“‘Laws are like cobwebs, for if any trifling or powerless thing falls into them, they hold it fast, but if a thing of any size falls into them it breaks the mesh and escapes.’”
Anacharsis, c. 600 BC, quoted in From Hell, Chapter 12, ii. Paddington Q, Australia: Eddie Campbell Comics, 1999.
I got to thinking about this quote after reading an essay by Andrew Sullivan in which he argues, quite convincingly, that the Bush administration’s “enhanced interrogation techniques” are very similar to those developed by the Nazis for special prisoners, such as the paramilitary insurgents Germany faced in Norway. Much like insurgents in Iraq, these men fought out of uniform, prompting the Nazis and the Bush administration to argue that such fighters do not qualify for the protections against torture for POWs captured in traditional combat. Sullivan says,
Freezing prisoners to near-death, repeated beatings, long forced-standing, waterboarding, cold showers in air-conditioned rooms, stress positions […], withholding of medicine and leaving wounded or sick prisoners alone in cells for days on end – all these have occurred at US detention camps under the command of president George W. Bush. Over a hundred documented deaths have occurred in these interrogation sessions. The Pentagon itself has conceded homicide by torture in multiple cases.
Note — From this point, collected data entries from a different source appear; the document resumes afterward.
PR #2760, opened 2025-08-01
OCPBUGS-57354: block upgrade if a CNI migration is in progress

jluhrsen:


jluhrsen:
@pliurh , PTAL

pkg/controller/statusmanager/status_manager.go
```diff
@@ -379,8 +380,37 @@ func (status *StatusManager) set(reachedAvailableLevel bool, conditions ...operv
 			)
 		}
 
-		if oc.Spec.DefaultNetwork.Type == operv1.NetworkTypeOpenShiftSDN {
-			// OpenShiftSDN is removed in 4.17, so block the upgrade if we have OpenShiftSDN in the spec.
+		migrationInProgress := false
+		netCfg := &configv1.Network{}
+		if err := status.client.ClientFor("").CRClient().
+			Get(context.TODO(), types.NamespacedName{Name: names.OPERATOR_CONFIG}, netCfg); err == nil {
```
pliurh: If `err != nil`, we should return it instead of ignoring it.

pkg/controller/statusmanager/status_manager.go
```diff
@@ -379,8 +380,37 @@ func (status *StatusManager) set(reachedAvailableLevel bool, conditions ...operv
...
+			migrationInProgress = meta.IsStatusConditionPresentAndEqual(
+				netCfg.Status.Conditions,
+				names.NetworkTypeMigrationInProgress,
+				metav1.ConditionTrue,
+			)
+		}
+
+		if oc.Spec.DefaultNetwork.Type == operv1.NetworkTypeOpenShiftSDN && migrationInProgress {
```
pliurh: I think we shall remove the check `oc.Spec.DefaultNetwork.Type == operv1.NetworkTypeOpenShiftSDN`. Upgrade shall be blocked when `migrationInProgress` is true.

jluhrsen: done

jluhrsen:
thanks for the review @pliurh . I think I addressed both of your comments. PTAL

jluhrsen:
/hold
Looks like I broke UT

jluhrsen:
/retest

@pliurh I think this is ready for review now

/hold cancel

jluhrsen:
/retest

@pliurh the windows job is failing every time right now, but doesn't look like the same reason each time. I don't see the 4.16 windows job running anywhere else so not sure if the job is totally broken or not. Any thoughts?

pkg/controller/statusmanager/status_manager.go
```diff
@@ -379,8 +382,29 @@ func (status *StatusManager) set(reachedAvailableLevel bool, conditions ...operv
 			)
 		}
 
-		if oc.Spec.DefaultNetwork.Type == operv1.NetworkTypeOpenShiftSDN {
-			// OpenShiftSDN is removed in 4.17, so block the upgrade if we have OpenShiftSDN in the spec.
+		netCfg := &configv1.Network{}
+		if err := status.client.ClientFor("").CRClient().
+			Get(context.Background(), types.NamespacedName{Name: names.OPERATOR_CONFIG}, netCfg); err != nil {
+			if !apierrors.IsNotFound(err) {
```
pliurh: Why not return for other kinds of error?

jluhrsen: if it's catchall, returning for all errors, the UTs break since this code path gets executed and there is not really even a cluster available.

do you want me to return for all errors and figure out some fix for the UTs?

pliurh: Yes, as long as it doesn't cost too much effort.

jluhrsen: @pliurh I just updated this to account for your review. can you PTAL when you have a chance?

jluhrsen:
@kyrtapz I think we are good here

jluhrsen:
@pliurh the [windows job is in horrible state](https://prow.ci.openshift.org/job-history/gs/test-platform-results/pr-logs/directory/pull-ci-openshift-cluster-network-operator-release-4.16-e2e-aws-ovn-windows). can you `/override` it please?

the only place it runs is in CNO so I doubt anyone even knows or cares about it.

PR #2764, opened 2025-08-05
OCPBUGS-60126: HCP: fix handling of tolerations with no key/value

csrwng:
Fixes rendering of tolerations that do not include a key/value.
Ref: [OCPBUGS-60126](https://issues.redhat.com/browse/OCPBUGS-60126)

### DIFF
--- a/pkg/hypershift/hypershift.go
+++ b/pkg/hypershift/hypershift.go
@@ -331,19 +331,52 @@ func tolerationsToStringSliceYaml(tolerations []corev1.Toleration) ([]string, er
 		return nil, nil
 	}
 
-	yamlBytes, err := yaml.Marshal(tolerations)
-	if err != nil {
-		return nil, err
-	}
+	var result []string
 
-	yamlStrs := []string{}
-	for _, arg := range strings.Split(string(yamlBytes), "\n") {
-
-		// filter out null and empty strings
-		if strings.Contains(arg, ": null") || strings.Contains(arg, ": \"\"") {
-			continue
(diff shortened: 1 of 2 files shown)


kyrtapz:
@csrwng what was the failure? Is the yaml marshaller failing to output a correct yaml? 
I am not a huge fan of having to parse the tolerations... Swapping the yaml parser to `sigs.k8s.io/yaml` seems to be giving more promising results but maybe we can simplify it even further considering we parse annotations from a string to then marshall it back to a yaml...

csrwng:
@kyrtapz so what was happening is that we were doing the serialization in one shot for all tolerations, and then removing any lines that contained nil or empty string value. So for a no key/value toleration, the initial serialization looked something like:
```
- key: ""
  operator: Exists
  value: ""
```

Then we removed the lines with empty strings, and ended up with only:
```
  operator: Exists
```
which is not valid YAML list syntax

csrwng:
I simply changed serialization to a single toleration at a time, instead of the entire slice, and prepending the proper '- ' before each entry.

kyrtapz:
@csrwng [verify-deps](https://prow.ci.openshift.org/view/gs/test-platform-results/pr-logs/pull/openshift_cluster-network-operator/2764/pull-ci-openshift-cluster-network-operator-master-verify-deps/2008909643396419584) is failing, are we missing `go mod tidy`?

ricky-rav:
@csrwng it's been a long time, do we still care about this PR?

PR #5764, opened 2025-01-15
update activity

levanthanh1907:


apps/desktop/src/app/app.ts
```diff
@@ -264,53 +258,46 @@ export default class App {
...
-			console.error(ex);
-		}
+		const getActivityType = (appName: string): number | null => {
+			if (ACTIVITY_CODING.includes(appName as EActivityCoding)) return 1;
+			if (ACTIVITY_MUSIC.includes(appName as EActivityMusic)) return 2;
+			if (ACTIVITY_GAMING.includes(appName as EActivityGaming)) return 3;
+			return null;
+		};
+
+		fetchActiveWindow();
```
nguyentrannhan: Add try catch

apps/desktop/src/app/app.ts
```diff
@@ -264,53 +258,46 @@ export default class App {
...
 		}
 
-		activityTimeout = setInterval(() => {
-			try {
-				fetchActiveWindow();
-			} catch (ex) {
-				console.error(ex);
-			}
-		}, usageThreshold);
+		activityTimeout = setInterval(fetchActiveWindow, usageThreshold);
```
nguyentrannhan: Add try catch

apps/desktop/src/app/app.ts
levanthanh1907: i have fixed

apps/desktop/src/app/app.ts
levanthanh1907: i have fixed

huylexuan44 (approved):

PR #5765, opened 2025-01-15
Fix bug Leave Clan

Cut666:


libs/components/src/lib/components/PanelClan/index.tsx
```diff
@@ -89,6 +100,22 @@ const PanelClan: React.FC<IPanelCLanProps> = ({ coords, clan, setShowClanListMen
 		handClosePannel();
 	};
 
+	const { userId } = useAuth();
+	const currentClanId = useSelector(selectCurrentClanId);
+	const [isShowLeaveClanPopup, setIsShowLeaveClanPopup] = useState(false);
```
huylexuan44, line 102: make thunk action handle this case

huylexuan44 (approved):

PR #5795, opened 2025-01-16
scale down image alone

sadohpv:


libs/components/src/lib/components/MessageWithUser/MessageAttachment.tsx
```diff
@@ -155,24 +155,32 @@ const designLayout = (
...
-		if (!images[0]?.height) {
+		if (!images[0]?.height || !images[0]?.width) {
 			listImageSize[0] = {
 				height: 150,
 				width: images[0].width || 0
 			};
 			return listImageSize;
-		}
-		if ((images[0]?.width || 0) > MAX_WIDTH_ALBUM_IMAGE) {
+		} else {
```
huylexuan44, line 164: const calculateImageDimensions = ({ height = 0, width = 0 }) => {
  const MAX_HEIGHT = 275;
  const MAX_WIDTH = 550;

  if (!height || !width) {
    return { height: 150, width: width || 0 };
  }

  const aspectRatio = width / height;
  
  let newHeight = Math.min(height, MAX_HEIGHT);
  let newWidth = newHeight * aspectRatio;

  if (newWidth > MAX_WIDTH) {
    newWidth = MAX_WIDTH;
    newHeight = MAX_WIDTH / aspectRatio;
  }

  return {
    height: Math.round(newHeight),
    width: Math.round(newWidth)
  };
};
clean code later

huylexuan44 (approved):

PR #5856, opened 2025-01-21
fix bug UI topic

levanthanh1907:


apps/chat/src/app/pages/channel/ChannelMessages.tsx
```diff
@@ -92,6 +92,7 @@ function ChannelMessages({
 	const store = useStore();
 	const appearanceTheme = useSelector(selectTheme);
 	const currentChannelId = useSelector(selectCurrentChannelId);
+	const allUserIds = useAppSelector((state) => selectAllChannelMemberIds(state, currentChannelId));
```
huylexuan44: check performance this selector, duplicate

levanthanh1907: i have fixed

huylexuan44 (approved):

PR #5861, opened 2025-01-22
remove selector in message avatar and message user's name component; add left border for thread box and topic box

Tungnqs:


libs/components/src/lib/components/MessageWithUser/MessageAvatar.tsx
```diff
@@ -30,6 +28,14 @@ const MessageAvatar = ({ message, mode, onClick }: IMessageAvatarProps) => {
 		message?.clan_avatar
 	);
 
+	const avatarUrl = useMemo(() => {
```
huylexuan44: remove use memo

libs/components/src/lib/components/MessageWithUser/MessageHead.tsx
```diff
@@ -56,6 +55,11 @@ const MessageHead = ({ message, mode, onClick }: IMessageHeadProps) => {
 		message?.sender_id ?? ''
 	);
 
+	const priorityName = useMemo(() => {
```
huylexuan44: remove use memo

huylexuan44 (approved):

PR #5925, opened 2025-01-24
fix the bug undefined topic creator avatar when edit original init message; add real-time interaction for editing original initial message of topic

Tungnqs:


libs/components/src/lib/components/MessageWithUser/MessageInput.tsx
```diff
@@ -104,9 +104,19 @@ const MessageInput: React.FC<MessageInputProps> = ({ messageId, channelId, mode,
 			lk: channelDraftMessage?.draftContent?.lk,
 			mk: channelDraftMessage?.draftContent?.mk,
 			vk: channelDraftMessage?.draftContent?.vk,
-			tp: channelDraftMessage?.draftTopicId
+			tp: channelDraftMessage?.draftTopicId,
+			cid: channelDraftMessage?.draftContent?.cid
 		};
-	}, [channelDraftMessage?.draftContent, messageId]);
+	}, [
+		channelDraftMessage?.draftContent?.cid,
```
huylexuan44: update only use channelDraftMessage?.draftContent

huylexuan44 (approved):

PR #5969, opened 2025-02-04
fix: thread pagination not displayed

hmquannnnn:
image


libs/components/src/lib/components/ChannelTopbar/index.tsx
```diff
@@ -128,6 +128,20 @@ const TopBarChannelText = memo(({ channel, isChannelVoice, mode, isMemberPath }:
...
+
+	const fetchThreads = async () => {
+		if (!channel?.channel_id) {
+			return;
+		}
+		const body = {
+			channelId: channel?.parrent_id !== '0' ? (channel?.parrent_id ?? '') : (channel?.channel_id ?? ''),
+			clanId: channel?.clan_id ?? '',
+			page: 1,
+			noCache: true
```
huylexuan44: recheck

PR #5991, opened 2025-02-04
handle sending transaction message after using "give coffee" feature

Tungnqs:
- After clicking at the "give coffee" button, send a direct message to an user with the code 11 - stand for Token sending (declared in Enum).
-  Then, prevent showing the message with code 11 in normal message line and catch it in another case to show with TokenTransactionMessage component
- Furthermore, disable the "edit/delete message" function of transaction message


libs/components/src/lib/components/Message/ChannelMessageOpt.tsx
```diff
@@ -197,9 +196,22 @@ const RecentEmoji: React.FC<RecentEmojiProps> = ({ message }) => {
...
 	const channel = useAppSelector((state) => selectChannelById(state, message.channel_id ?? '')) || {};
+	const { createDirectMessageWithUser } = useDirect();
+	const { sendInviteMessage } = useSendInviteMessage();
+
+	const sendNotificationMessage = useCallback(
+		async (userId: string) => {
+			const response = await createDirectMessageWithUser(userId);
+			if (response.channel_id) {
+				const channelMode = ChannelStreamMode.STREAM_MODE_DM;
+				sendInviteMessage('Tokens sent: 10,000₫', response.channel_id, channelMode, TypeMessage.SendToken);
```
huylexuan44: make const for 10,000

Tungnqs:
- add format money function for message string, integrate send transaction message in "send token" function

huylexuan44 (approved):

PR #6036, opened 2025-02-06
fix the bug: EVENT _ Users can access review without completing event information

Tungnqs:
- prevent moving to the third tab when current tab is the first tab and topic title is empty


libs/components/src/lib/components/ChannelList/EventChannelModal/ModalCreate/index.tsx
```diff
@@ -109,6 +109,10 @@ const ModalCreate = (props: ModalCreateProps) => {
 			return;
 		}
 
+		if (currentModal === 0 && number === 2 && !contentSubmit.topic) {
```
huylexuan44: add const , can not hard code

huylexuan44 (approved):

PR #6044, opened 2025-02-06
fix bug add and leave user GR

Cut666:


libs/components/src/lib/components/LeaveGroupModal/index.tsx
```diff
@@ -12,14 +20,21 @@ function LeaveGroupModal({ groupWillBeLeave, onClose, navigateToFriends }: Leave
...
 	const handleCheckboxChange = () => {
 		setIsChecked(!isChecked);
 	};
 
 	const handleLeaveAndClose = async (e: React.MouseEvent<HTMLDivElement>) => {
 		e.stopPropagation();
-		await dispatch(directActions.closeDirectMessage({ channel_id: groupWillBeLeave.channel_id }));
+		await dispatch(
+			channelMembersActions.removeMemberChannel({
+				channelId: groupWillBeLeave.channel_id || '',
```
huylexuan44: validate no value show error instead of use ''

huylexuan44 (approved):

PR #6059, opened 2025-02-07
fix: ctrl x when input has mentioned

hmquannnnn:


libs/components/src/lib/components/MessageBox/ReactionMentionInput/ReactionMentionInput.tsx
```diff
@@ -555,11 +557,11 @@ export const MentionReactInput = memo((props: MentionReactInputProps): ReactElem
 				...request,
 				valueTextInput: newValue,
 				content: newPlainTextValue,
-				mentionRaw: mentions
+				mentionRaw: newMentions
 			},
 			isNotChannel
 		);
-		if (mentions.some((mention) => mention.display === TITLE_MENTION_HERE)) {
+		if (newMentions.some((mention) => mention.display === TITLE_MENTION_HERE)) {
```
phuocnguyenncc: check valid data newMentions before call some method avoid app crash

phuocnguyenncc (approved):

The Nazis even had the same name for these techniques: “Verschärfte Vernehmung,” which translates to English as “intensified interrogation,” “sharpened interrogation” or “enhanced interrogation.” Sullivan is careful to say that he’s not arguing that Bush is Hitler, and states emphatically, “There is no comparison between the political system in Germany in 1937 and the U.S. in 2007.” It is clear, however, that the Bush administration has taken on noxious practices and arguments once made by Nazis. We should be disgusted by Bush’s enhanced interrogation techniques even if they aren’t similar to those used by the Nazis, but given the way we use Nazis and Hitler as shorthand for evil and our opposition to the same during World War II as proof of our moral superiority, the similarity is all the more despicable.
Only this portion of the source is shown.